Uncertainty-Aware Deep Neural Network Training for Imbalanced Geochemical Data Distributions

The growing interest in raw material extraction, particularly in trace elements, highlights the need for innovative geochemical modeling techniques to predict element concentrations accurately. This paper explores the predictive capabilities of a deep neural network (DNN) in estimating the concentrations of 20 trace elements based on 11 major elements and pH values. Using data from the BrineMine project, we applied DNNs to a challenging dataset characterized by a small sample size and imbalanced distributions. In total, 1000 independent DNN models were generated to address prediction accuracy and uncertainty instead of relying on a single model. Two preprocessing methods, including synthetic minority over-sampling technique for regression with Gaussian noise (SMOGN) statistical transformation, were applied to improve the accuracy and decrease uncertainty further. Despite issues such as low initial correlations between input features and target variables, imbalanced data distributions, and extremely low concentrations, the DNN models provided reliable and robust results, except for Cu and V. For 13 trace elements, the DNN models achieved acceptable reliability with R2 > 0.8. Analyzing the weight distribution of the DNN revealed that input features with high cross-correlation are prone to sharing the same information. While input features such as Fe, pH, and Mg are highly correlated to several target variables, accumulated local effects (ALE) scores indicate that Li has the highest influence, as it is the only input feature with a high correlation coefficient to some of the target variables.
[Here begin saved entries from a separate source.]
PR #1021, opened 2026-08-07
feat: sort the Results Viewer by clicking a column header

scantinibudden:
No linked issue — built for my own use, then reworked to the design you described in review.

Clicking a column header sorts the rows the table holds by that column, in memory: ascending, then descending, then back to the order the database returned them. Only the sorted column's header carries a mark (`▲`/`▼`). Nothing is read from or written to the query.

- `ResultsTable` keeps `sort_column` / `sort_descending` and the pristine Arrow table; each state is produced from that table (`pa.Table.sort_by` by column *position*, so unnamed and duplicate columns need no naming), and "unsorted" restores it.
- The mark is appended to the header label with no style of its own, so header hover treats the name, the type and the mark alike. The sorted column's `content_width` grows to fit the mark and is restored on unsort; other headers are untouched, so existing header snapshots are unchanged.
- If the result was cut short — `fetch_truncated`, or the viewer holds fewer rows than were fetched — the first sort warns once: *"Sorted the 500 rows fetched, not the whole result."*
- Gone from the previous version: `order_by.py` and its parser, the editor write-back, the app-level `SortRequested` round trip, the `⇅` hint on every header, and the indicator sniffed from `order by` in the SQL.

This is the design from your review comment, point for point. The trade-off is the one you named: under a limit, the sort orders the rows that were fetched, not the true top-N by that column, and the warning is what tells the user so. If database-side sorting ever becomes desirable, it can be done without a parser — wrap the statement in a subquery and `order by` position — but that is a separate conversation and not what this PR does.

- [ ] No.
- [x] Yes; I haven't opened a PR, but the gist of the change is: the Results Viewer docs mention that clicking a header sorts the fetched rows (asc → desc → unsorted) and that a limited result only sorts what was fetched. Glad to open it if you want the feature.

- [x] Yes.

`test_sort_on_header_click.py`: the asc → desc → unsorted cycle (whole rows move; the third click restores the database's order; one snapshot of the sorted header), switching to another column starts ascending, and a limited 600-row result sorts its 500 fetched rows and warns exactly once.

- [x] I have added an entry to `CHANGELOG.md`, under the `[Unreleased]` section heading. (No issue to reference; see above.)


tconbeer:
Thanks for this PR. I think it needs more work.

1. I don't like the idea of rewriting queries, especially not with a sql parser on board. As of 0.17.1, the results back-end detects truncation (from limits). You should just sort the in-memory arrow table, and maybe if it's truncated show a warning to the user. Rewriting has quite a few pitfalls - one is that different adapters handle unnamed columns differently. For example, in duckdb:
```sql
select a, a+1
from range(1000) as t(a)
```
Clicking on the second column (displayed as `(a + 1)`) rewrites to:
```sql
select a, a+1
from range(1000) as t(a)
order by "(a + 1)" asc
```

But that creates an immediate error:
```
Binder Error: Referenced column "(a + 1)" not found in FROM clause!
Candidate bindings: "a"
```

2. I find the UI awkward. The `⇅` on every cell really clutters the header, so I think that has to go. The hover state is also wrong... it highlights the column type only but not the sort indicator.

3. There is no unsort

4. I don't think sniffing the query to populate the sort indicator is a good idea. Among other problems, the simple/common `order by 1` does not work.

scantinibudden:
Thanks — reworked to your four points, as a fresh branch on `main`:

1. No query rewriting. The header click sorts the in-memory Arrow table by column position, so `select a, a+1 from range(1000) as t(a)` sorts by the second column without ever naming it. A result cut by a limit warns once that only the fetched rows were sorted. `order_by.py` and the editor write-back are gone.
2. The `⇅` is gone; only the sorted header carries `▲`/`▼`. The mark has no style of its own, so hover highlights name, type and mark together.
3. Third click unsorts, back to the order the database returned.
4. Nothing is read from the SQL; sort state lives on the widget.

Diff is now +433, almost all of it tests and one snapshot; the widget change is ~80 lines in `results_viewer.py`. Existing snapshots are unchanged since unsorted headers look as they do today.

PR #1022, opened 2026-08-07
refactor: decouple export from the results table, add text layouts (#524)

tconbeer:
PR 3 of the M1 hsql plan. Nothing arranges a result set as text today, and the
one thing that writes one to a file takes a Textual widget -- so a headless
front end has no way to emit either.

- export.copy(ResultsTable, ...) becomes write_file(pa.Table, ...), plus
  write_stream() for stdout. Every writer underneath produces a file, so the
  stream path writes a temp file and copies it out in binary: /dev/stdout would
  save the copy on Linux and doesn't exist on Windows, and duckdb's \n must not
  become \r\n on the way out
- tsv, jsonl/ndjson and arrow are the csv, json and feather writers under
  different default options, not new writers. A caller's explicit option beats
  the format's default, which is what keeps the export dialog's array flag
  working now that `json` means an array of row objects
- an option left empty is an option not set (the dialog renders every option of
  a format whether or not it was touched), but False is a real value -- so only
  None and "" are dropped, and header=False reaches the writer
- column de-duplication moves out of the dialog and into write_file(), where it
  belongs: it is duckdb that cannot take `select 1 as a, 2 as a`, not the widget
- harlequin.layout arranges a result as table, markdown or vertical text.
  LayoutOptions are independent switches, so psql's -t/-A/-tA algebra falls out
  rather than being special-cased
- ResultSet.arrow_table() is the rows kept, under the names the cursor
  described; text_columns() is that cast to VARCHAR in duckdb. Not str(), and
  not the data table's cell_formatter, which is display formatting and would put
  a locale's thousands separators in a numeric column

Golden files cover every format against one result set holding decimals, blobs,
intervals, structs, maps, nulls and unicode, and a test asserts -F table and
-F csv agree cell for cell. No user-visible change: neither module has a
consumer until the CLI lands.

Co-Authored-By: Claude Opus 5 <noreply@anthropic.com>
Claude-Session: https://claude.ai/code/session_01MWfadUkv68QV8DaCKKNxAP


src/harlequin/export.py
```diff
@@ -1,94 +1,165 @@
+"""Writing a result set to a file, serialized by duckdb or pyarrow.
+
+Nothing here serializes a value itself. duckdb's writers own the rendering of
```
tconbeer: This docstring relitigates the design. Simplify. Be descriptive not defensive.

src/harlequin/query.py
```diff
@@ -106,6 +108,109 @@ def row_count(self) -> int:
     # dict per row (1.8s vs 0.34s over 100k rows) and materializes the whole
     # result as Python objects, which is what `--limit` exists to avoid.
 
+    def arrow_table(self) -> pa.Table:
```
tconbeer, line 115: This is really messy. Can we upstream a change to textual-fastdatatable instead?

src/harlequin/query.py
```diff
@@ -106,6 +108,109 @@ def row_count(self) -> int:
...
+
+    names = data.column_names
+    # duckdb refuses an Arrow table with duplicate field names, and a column
+    # name is otherwise an identifier we would have to quote correctly. Neither
+    # is worth a rendezvous with quoting rules, so the projection is written
+    # against positional names and the originals are put back afterwards.
+    positional = [f"c{i}" for i in range(len(names))]
+    relation = duckdb.from_arrow(data.rename_columns(positional))
+    projection = ", ".join(f"CAST({name} AS VARCHAR) AS {name}" for name in positional)
+    projected = relation.project(projection).arrow()
```
tconbeer: I think later versions of duckdb got more strict in the relation API and expect Statements here, not a string. Can you check? If Statememts are supported by older duckdb I would prefer them over string interpolation here.

src/harlequin/query.py
```diff
@@ -106,6 +108,109 @@ def row_count(self) -> int:
...
+                f"Could not serialize this result set with duckdb ({e}); "
+                "falling back to Python's str(), which may render some values "
+                "differently than an exported file would.",
+                RuntimeWarning,
+                stacklevel=2,
+            )
+            return _cast_to_text_with_str(data)
+
+
+def _empty_table(names: Sequence[str]) -> pa.Table:
```
tconbeer: This is definitely the right way to handle an empty result set. Elsewhere I think we raise if someone tries to export an empty table? Can you fix that so we export an empty table instead of raising?

src/harlequin/query.py
tconbeer: Also please note that Harlequin only uses the ArrowBackend so you don't have to handle the PolarsBackend

tests/unit_tests/test_export.py
```diff
@@ -0,0 +1,137 @@
...
+
+import pyarrow as pa
+import pytest
+
+from harlequin.exception import HarlequinCopyError
+from harlequin.export import file_format_names, write_file, write_stream
+
+TEXT_FORMATS = ["csv", "tsv", "json", "jsonl", "ndjson"]
+BINARY_FORMATS = ["parquet", "orc", "feather", "arrow"]
+
```
tconbeer, line 29: I would like to also add tests for each option on each format, like the timestamp format option for Jason, etc.

PR #1023, opened 2026-08-09
refactor: share the profile/CLI precedence rule, load adapters one at a time (#524)

tconbeer:
Part of #524 — PR 4 of the M1 `hsql` plan (`docs/plans/m1-hsql-technical-plan.md`, §3.4–3.5). Not `Closes`: #524 stays open until PRs 5–8 land the command itself.

Two extractions, both behavior-neutral for the `harlequin` command.

- `config.merge_profile_with_cli()` is the precedence rule that used to sit inside `inner_cli`: **a CLI value beats the profile only if the user actually typed it**, since an option resting on its default carries no intent. It takes the *names* of the options that were set rather than a click `Context`. The empty-`conn_str` carve-out moves with it and is now stated in a docstring rather than implied by an `elif`.
- `plugins.adapter_names()` lists every installed adapter without importing any of them; `plugins.load_adapter(name)` imports exactly one. `harlequin`'s CLI is refactored onto the first and keeps `load_adapter_plugins()`, since its `--help` describes every installed adapter.

Neither new plugins function has a consumer yet — they're what makes the two-phase parse in PR 5 possible.

*Names, not a `Context`.* Taking `explicitly_set: Container[str]` means the rule can be applied — and tested — without building a command first, which is what `hsql` needs: it resolves its adapter before it has a full command to get a `Context` from. The tradeoff is that the caller now derives the set, which is one comprehension over `ctx.get_parameter_source()`.

*Why `load_adapter` raises where `load_adapter_plugins` warns.* Scanning can afford to skip an adapter that won't import — the app still runs with the ones that did. A caller that named an adapter has nothing to fall back to, so a `HarlequinConfigError` (exit 2, with the underlying `ImportError` in the message) is the honest answer. Alternative considered: returning `None` and letting callers decide, which just moves the same decision to every call site.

AnnRG – An artificial neural network solute geothermometer

Lars H. Ystroem, Mark Vollmer, Thomas KohlFabian Nitschke

Abstract
Solute artificial neural network geothermometers offer the possibility to overcome the complexity given by the solute-mineral composition. Herein, we present a new concept, trained from high-quality hydrochemical data and verified by in-situ temperature measurements with a total of 208 data pairs of geochemical input parameters (Na+, K+, Ca2+, Mg2+, Cl, SiO2, and pH) and reservoir temperature measurements being compiled. The data comprises nine geothermal sites with a broad variety of geochemical characteristics and enthalpies. Five sites with 163 samples (Upper Rhine Graben, Pannonian Basin, German Molasse Basin, Paris Basin, and Iceland) are used to develop the ANN geothermometer, while further four sites with 45 samples (Azores, El Tatio, Miavalles, and Rotorua) are used to encounter the established artificial neural network in practice to unknown data. The setup of the application, as well as the optimisation of the network architecture and its hyperparameters, are stepwise introduced. As a result, the solute ANN geothermometer, AnnRG (Artificial neural network Regression Geothermometer), provides precise reservoir temperature predictions (RMSE of 10.442 K) with a high prediction accuracy of R2 = 0.978. In conclusion, the implementation and verification of the first adequate ANN geothermometer is an advancement in solute geothermometry. Our approach is also a basis for further broadening and refining applications in geochemistry.